**** Dataset records ****

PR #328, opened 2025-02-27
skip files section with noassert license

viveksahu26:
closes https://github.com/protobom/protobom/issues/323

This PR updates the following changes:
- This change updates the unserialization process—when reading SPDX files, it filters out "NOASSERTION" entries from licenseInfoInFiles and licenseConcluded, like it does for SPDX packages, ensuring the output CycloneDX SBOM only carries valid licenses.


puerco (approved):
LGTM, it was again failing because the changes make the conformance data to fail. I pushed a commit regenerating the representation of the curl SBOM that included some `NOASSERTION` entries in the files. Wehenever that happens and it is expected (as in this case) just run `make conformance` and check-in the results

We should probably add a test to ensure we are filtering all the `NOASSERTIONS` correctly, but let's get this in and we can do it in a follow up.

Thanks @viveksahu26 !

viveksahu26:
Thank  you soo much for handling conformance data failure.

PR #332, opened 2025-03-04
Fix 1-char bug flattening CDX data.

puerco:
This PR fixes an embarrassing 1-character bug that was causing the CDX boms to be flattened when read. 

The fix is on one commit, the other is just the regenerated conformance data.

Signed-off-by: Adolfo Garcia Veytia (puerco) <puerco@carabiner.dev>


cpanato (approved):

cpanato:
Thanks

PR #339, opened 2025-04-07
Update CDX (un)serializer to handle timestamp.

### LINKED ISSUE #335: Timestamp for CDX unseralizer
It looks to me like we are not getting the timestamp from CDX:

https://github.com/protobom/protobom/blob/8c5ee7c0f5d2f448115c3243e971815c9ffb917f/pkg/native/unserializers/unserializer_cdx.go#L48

****

● **What you are asked to do**: Using the entries above, quote each line verbatim from the first through the line that contains "PR #332, opened 2025-03-04".

● **Answer space**:
PR #328, opened 2025-02-27
skip files section with noassert license

viveksahu26:
closes https://github.com/protobom/protobom/issues/323

This PR updates the following changes:
- This change updates the unserialization process—when reading SPDX files, it filters out "NOASSERTION" entries from licenseInfoInFiles and licenseConcluded, like it does for SPDX packages, ensuring the output CycloneDX SBOM only carries valid licenses.


puerco (approved):
LGTM, it was again failing because the changes make the conformance data to fail. I pushed a commit regenerating the representation of the curl SBOM that included some `NOASSERTION` entries in the files. Wehenever that happens and it is expected (as in this case) just run `make conformance` and check-in the results

We should probably add a test to ensure we are filtering all the `NOASSERTIONS` correctly, but let's get this in and we can do it in a follow up.

Thanks @viveksahu26 !

viveksahu26:
Thank  you soo much for handling conformance data failure.

PR #332, opened 2025-03-04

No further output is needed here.